▸ Instructions for the task:
Include in the output exactly the lines from the opening of the data through the line containing "function to dispatch.", and nothing more.
Records to process Start Marker
PR #1949, opened 2016-10-21
remove unwanted dispatching

davidchambers:
To quote https://github.com/ramda/ramda/pull/1938#issuecomment-254425093:

> It's now apparent to me that there's a significant problem with our current approach to dispatching: it complects transducer support and method dispatching. As a result, we can't have functions which support transducers but do *not* dispatch, leading to silliness such as `R.dropRepeatsWith` dispatching to `dropRepeatsWith`. It's thus unclear whether we actually *intend* a certain function to dispatch.

The solution to this problem is to take an array of method names rather than a string. This will give us the freedom to have a function work with transducers without also dispatching. It will also give us the option of dispatching to one of *several* possible methods (e.g. `fantasy-land/map` or `map`).

At this stage the pull request does not actually remove dispatching. What I will do is comment on each of the functions in question and request that you vote :thumbsup: if you believe the function should continue to dispatch; :thumbsdown: otherwise. As we decide which functions should no longer dispatch I will update the pull request.

PR #1950, opened 2016-10-22
Remove dispatching

CrossEye:
This is an alternative to #1900 and #1949.

(**Edit**: I don't know why I originally used the words "delegation" and "dispatching" indiscriminately.  Fixed.) 

It seems to me that if we are going to get out of the business of dispatching, then we should do it wholeheartedly.  That means we should stop doing any dispatching whatsoever.
## What is the proposal?

Remove all dispatching.  The only types Ramda functions should operate upon are the ones it handles internally: lists, functions, objects, strings.  This means removing silly dispatching like `dropRepeatsWhile` that was only dispatching because of implementation details of our transducers, removing more useful dispatching like `filter`, which could easily work with user types such as trees as well as the built-in types, and removing quite common dispatching such as `map` that is part of the [FantasyLand Functor](https://github.com/fantasyland/fantasy-land#functor) specification.
## Does this make Ramda less powerful?

No, Ramda will still operate directly on the same types it always has, especially lists, often functions or plain objects, sometimes strings.  And a user [can still use Ramda](https://goo.gl/9ZglGJ) to call her custom type:

``` js
const fmap = R.invoker(1, 'map');
fmap(square, Just(5)); //=> Just(25)
fmap(square, Nothing()); //=> Nothing()
```
## Does this make Ramda less ergonomic?

It does, to an extent that depends on how much the user likes points-free style.  Perhaps a simple example is the change in the test for `composeK`:

**before**

``` js
R.compose(chain(h), chain(g), chain(f))
```

**after**

``` js
R.compose(x => x.chain(h), x => x.chain(g), x => x.chain(f))
```

While this is not horrible, it does make using Ramda less pleasant.
## Are you serious?

Partly.  It seems to me that we're headed very much in the wrong direction by removing dispatching.  (This is not exactly a reaction to #1949; some of the things we dispatch make little sense.)  I believe dispatching is one of the very good parts of Ramda.  But if we're going to remove it, I don't see any good reason to make an exception for the FantasyLand types.

My preference is still to stick with our dispatching.  But I'm not interested in a half-measure of removing the dispatching of everything but those functions currently supported by some other team.  I don't want our API to be subject to the whims of another project.

I'm sure this PR is incomplete.  I pulled it together in an hour, so it may be fairly low quality.  And since I last was online, other code has been merged that means that I'd have to rebase before we could even try to merge it.  That's ok.  I want to see where the conversation goes anyway.

### DIFF
--- a/.directory
+++ b/.directory
@@ -1,6 +1,0 @@
-[Dolphin]
-Timestamp=2016,10,22,11,5,58
-Version=3
-
-[Settings]
-HiddenFilesShown=true
--- a/.directory
+++ b/.directory
@@ -1,0 +1,6 @@
+[Dolphin]
+Timestamp=2016,10,22,11,5,58
+Version=3
+
+[Settings]
+HiddenFilesShown=true
--- a/.kateproject
+++ b/.kateproject
@@ -1,0 +1,4 @@
+{
+  "name": "CrossEye/ramda",
+  "files": [ { "git": 1 } ]
+}
--- a/.kateproject
+++ b/.kateproject
@@ -1,4 +1,0 @@
-{
-  "name": "CrossEye/ramda",
-  "files": [ { "git": 1 } ]
-}
--- a/src/ap.js
+++ b/src/ap.js
@@ -27,8 +27,6 @@ var map = require('./map');
  */
 module.exports = _curry2(function ap(applicative, fn) {
   return (
-    typeof applicative.ap === 'function' ?
-      applicative.ap(fn) :
     typeof applicative === 'function' ?
       function(x) { return applicative(x)(fn(x)); } :
     // else
--- a/src/composeK.js
+++ b/src/composeK.js
@@ -1,4 +1,3 @@
-var chain = require('./chain');
 var compose = require('./compose');
 var identity = require('./identity');
 var map = require('./map');
@@ -9,7 +8,7 @@ var prepend = require('./prepend');
  * Returns the right-to-left Kleisli composition of the provided functions,
  * each of which must return a value of a type supported by [`chain`](#chain).
  *
- * `R.composeK(h, g, f)` is equivalent to `R.compose(R.chain(h), R.chain(g), R.chain(f))`.
+ * `R.composeK(h, g, f)` is equivalent to `R.compose(x => x.chain(h), x => x.chain(g), x => x.chain(f))`.
  *
  * @func
  * @memberOf R
@@ -36,5 +35,5 @@ var prepend = require('./prepend');
  * @symb R.composeK(f, g, h)(a, b) = R.chain(f, R.chain(g, h(a, b)))
  */
 module.exports = function composeK() {
-  return compose.apply(this, prepend(identity, map(chain, arguments)));
+  return compose.apply(this, prepend(identity, map(function(arg) {return function(x) {return x.chain(arg);};}, arguments)));
 };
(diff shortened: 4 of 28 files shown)


Bradcomp:
> __before__
> `R.compose(chain(h), chain(g), chain(f))`
> __after__
> `R.compose(x => x.chain(h), x => x.chain(g), x => x.chain(f))`

I guess my concern is that the latter code won't actually work on arrays, while the former would work on both arrays and user defined types. So we would be losing some ability to abstract over both user defined types and built ins at the same time, without writing our own dispatching code (which I guess would be a live option).

> My preference is still to stick with our delegation. But I'm not interested in a half-measure of removing the delegation of everything but those functions currently supported by some other team. I don't want our API to be subject to the whims of another project.

Personally, I too like the dispatching.  An option that came up in another PR was to increase the dispatching - `all` could additionally dispatch to `every`, and `map` could dispatch to `fantasyland/map`, `map`, and even `then` if you wanted to go crazy with it 😛 .  This would obviously make the code more complex, but probably not _that_ more complex when stuff like transducers are taken into account.

CrossEye:
> I guess my concern is that the latter code won't actually work on arrays, while the former would work on both arrays and user defined types.

Yes, but if we restrict the dispatching to FantasyLand methods, this would work only on those user defined types that know the magical incantation of `fantasy-land/map`.

> An option that came up in another PR was to increase the dispatching - `all` could additionally dispatch to `every`, and `map` could dispatch to `fantasyland/map`, `map`, and even `then` if you wanted to go crazy with it.

I really like either doing either or supporting something like Bilby's environments][be], as discussed in #1037, to allow the user to add custom dispatching.


  [be]: http://bilby.brianmckenna.org/#environment

ntkoso:
For me the main difference between ramda and lodash/fp is dispatching. I think ramda needs more dispatching, not less. Ability to setup dispatching for different data structures, e.g. immutable-js integration.

davidchambers:
> > I guess my concern is that the latter code won't actually work on arrays, while the former would work on both arrays and user defined types.
>
> Yes, but if we restrict the dispatching to FantasyLand methods, this would work only on those user defined types that know the magical incantation of `fantasy-land/map`.

This is not true. `R.chain` currently supports arrays, even though `Array#chain` is not defined. `Array#map` *is* defined, but we take care to avoid using it in `R.map`!

There are two separate questions:

  - What do we hope to achieve by dispatching?
  - Should functions such as `R.chain` support built-in types where possible?

We're struggling to reach agreement on the first question, but I believe we're in agreement on the second question: yes, `R.chain` and friends should support built-in types where possible.

CrossEye:
>>> I guess my concern is that the latter code won't actually work on arrays, while the former would work on both arrays and user defined types.
>>
>> Yes, but if we restrict the dispatching to FantasyLand methods, this would work only on those user defined types that know the magical incantation of `fantasy-land/map`.

> This is not true. `R.chain` currently supports arrays, even though `Array#chain` is not defined. `Array#map` *is* defined, but we take care to avoid using it in `R.map`!

Oh, certainly.  I was just talking about the restriction among "user defined types".  Ramda would never lose the ability to work with lists and the like.

davidchambers:
Thanks for the clarification, Scott. I read your earlier comment as _this would only support (user-defined types which support `fantasy-land/map`)_ rather than _for user-defined types, this would only support those which support `fantasy-land/map`_. An important distinction!

CrossEye:
@davidchambers: Yes, I figured that's what it must be.  Here's to clarity of communications! :wine_glass:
Records to process End Marker
▸ Output below:
PR #1949, opened 2016-10-21
remove unwanted dispatching

davidchambers:
To quote https://github.com/ramda/ramda/pull/1938#issuecomment-254425093:

> It's now apparent to me that there's a significant problem with our current approach to dispatching: it complects transducer support and method dispatching. As a result, we can't have functions which support transducers but do *not* dispatch, leading to silliness such as `R.dropRepeatsWith` dispatching to `dropRepeatsWith`. It's thus unclear whether we actually *intend* a certain function to dispatch.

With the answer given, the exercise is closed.